As regards predictive analytics, an example could be Amazon’s warehouse management which, thanks to a patented system, sends the goods around the world based on the probability of purchase. It does not have all the products in all the warehouses of the world, but with this system, it manages to deliver the order in a very short time. As for the prescriptive approach, instead, the best example is that of the self-driving car: based on experience, the car is able to take a turn and every new driving session will improve its knowledge. It is able to process information coming from cameras and sensors, records the presence of a curve and tackles it on the basis of what was “lived” in the past.
In data analysis, there are two different approaches. Can you explain them to us?
With the first approach developed, also due to the lack of adequate tools, the data was collected in a data lake, a sort of well within which the information, still raw, is stored and analyzed. Today, on the other hand, technologies are being imposed on the market capable of doing this work in real-time: the data must not be moved to the data lake to be processed, but this passage takes place directly while the information passes. These streaming technologies improve performance, allowing them to be faster and more effective, guaranteeing a result in real-time and allowing the application in many sectors: from sports telemetry to cybersecurity. If we think of smart cities or smart homes it is clear that this new approach is fundamental, we cannot have the information late.

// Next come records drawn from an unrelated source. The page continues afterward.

PR #317, opened 2015-08-21
Keep valgrind happy after time_rec change

simo5:
Initialize the time variables so valgrind does not complain.
all these values are ignored if time_rec is NULL, so not having those
variables initialized is harmless, but it is annoying to get noise in
the valgrind output.


greghudson:
Pushed to master as 042e9fc95a662acb54dc9168749c6725f17ae34a

PR #319, opened 2015-08-22
Correct SPNEGO NegHints hintName value and add test case

greghudson:
One of the features added in 1.7 was support for NegTokenInit2 messages contaning NegHints values.  These tokens are sent by the acceptor in response to a completely empty token from the initiator.  While investigating the SPNEGO code for PR #318, I realized that we have no test coverage for NegHints, and that it's a fair amount of code in several different places (in the mechglue to route empty tokens in SPNEGO, in the SPNEGO code which calls acc_ctx_hint(), and in make_spnego_tokenInit_msg()).  I also noticed that our code is going to somewhat heroic efforts to make up a name to put inside NegHints, when the MSDN spec and Heimdal have moved on to just inserting a dummy string there.  I wanted to fix those things sooner rather than later.

The first two commits on the branch are from PR #318; only the last commit is relevant.  It changes the hintName value to be the dummy string, without making any invasive changes to function contracts (although there are plenty of cleanup opportunities there), and adds a test case.

The test case will fail if any other mechanisms are configured in /etc/gss/mech.  I haven't decided yet whether that's worth worrying about.  Other GSS tests could conceivably fail in that case as well, although I can't think of any off the top of my head.  Simo says he rarely runs the test suite on a system with NTLMSSP configured.  If we want to make the test case more resilient, we could look for specific substrings in the token, or perhaps just the [3] SEQUENCE [0] GeneralString "not_defined_in_RFC4178@please_ignore" at the end.

### DIFF
--- a/src/lib/gssapi/spnego/spnego_mech.c
+++ b/src/lib/gssapi/spnego/spnego_mech.c
@@ -191,7 +191,7 @@ static const gss_OID_set_desc spnego_oidsets[] = {
 };
 const gss_OID_set_desc * const gss_mech_set_spnego = spnego_oidsets+0;
 
-static int make_NegHints(OM_uint32 *, spnego_gss_cred_id_t, gss_buffer_t *);
+static int make_NegHints(OM_uint32 *, gss_buffer_t *);
 static int put_neg_hints(unsigned char **, gss_buffer_t, unsigned int);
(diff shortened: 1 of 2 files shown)


tlyu:
This looks OK to me.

For example, I need to know where the bus is in real-time or that the lights come on exactly when I enter a room.
What are the applications?
It goes from the most annoying things from the commercial point of view, which allows you to see, scrolling on social media, the advertising of a motorway just before passing it on the highway, up to more noble and interesting things like those already mentioned for smart cities. In the future, it could be the city itself that becomes a huge information display.
And for the companies?
Immediate identification of frauds or anomalies in production processes, predictive maintenance, optimization of the supply chain is just a few design examples enabled by Streaming data analysis. This approach, therefore, involves the entire value chain and can have a decisive impact on the business model of an organization: we will have machines able to give us indications and advice in real-time, in the best cases for all company sectors. The benefits, however, are also for citizens: first of all, I want to mention the use in the medical field for predictive diagnoses, to support those of the doctor, or for the management of patients. This approach will allow a real revolution, which will lead to the emergence of continuous intelligence.

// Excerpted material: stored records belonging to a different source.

PR #320, opened 2015-08-27
gss_display_name_ext: check for NULL name_type

DirectXMan12:
It is possible for the input name's name_type to be GSS_C_NO_OID.
`g_OID_equal` does not account for GSS_C_NO_OID, so we have to
manually check before use to prevent null pointer dereferences.


greghudson:
Shouldn't that second hunk use an or, not an and?

DirectXMan12:
Yep, good catch.  Never git while tired :-P

greghudson:
Pushed to master as 3fdf09ac9a36581b47f40c9d177e463cc12687ff

PR #709, opened 2017-11-18
Suggestion for code style fix.

fmmedeiros:
Adding brackets to show explicitly that the else of line 185 belongs to the if statement of line 183, and the first if starting at line 181.


kaduk:
Note that this part of the tree is bundled from the external libverto project and will periodically get re-imported from upstream libverto as we have a need for any updates/fixes from there.
We do make some additional patches on top of upstream, and I agree that your proposal is better style, but it is unclear whether the benefit outweighs the risk of a harder import in the future.

fmmedeiros:
Ok, Thanks!

frozencemetery:
@fmmedeiros Should you (or anyone else) wish to contribute to libverto, I maintain the repository on github at [latchset/libverto](https://github.com/latchset/libverto/).

greghudson:
I believe this particular change was to libev, not libverto.

PR #713, opened 2017-12-06
Add ASN.1 encoders and decoders for SPAKE types

greghudson:
[The single-factor SPAKE code is nearing readiness.  The associated ASN.1 code hasn't needed any changes for quite some time, so can be reviewed now.]

Add a new internal header k5-spake.h.  Add ASN.1 encoder and decoder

Many opportunities, then. But what are the most obvious dangers and risks?
Some dangers are already present and have been shown and demonstrated: the fact of having shared a great deal of our information has already made us potential targets for campaigns that are not always friendly or clear, as in the case of Cambridge Analytica. That type of risk is there and will still be there, also because the legislation has not yet moved in a particular way. The other big risk I see is that the big information managers, Microsoft, Apple, Amazon, can use our data in a negative way. In the end, they are not democratic states, but private companies with their interests. We must trust that they use this data as the law requires, in a context where the differences between European regulations and the rest of the world is still profound. Sometimes the tools to defend ourselves are there, but nobody pays attention that all this deserves.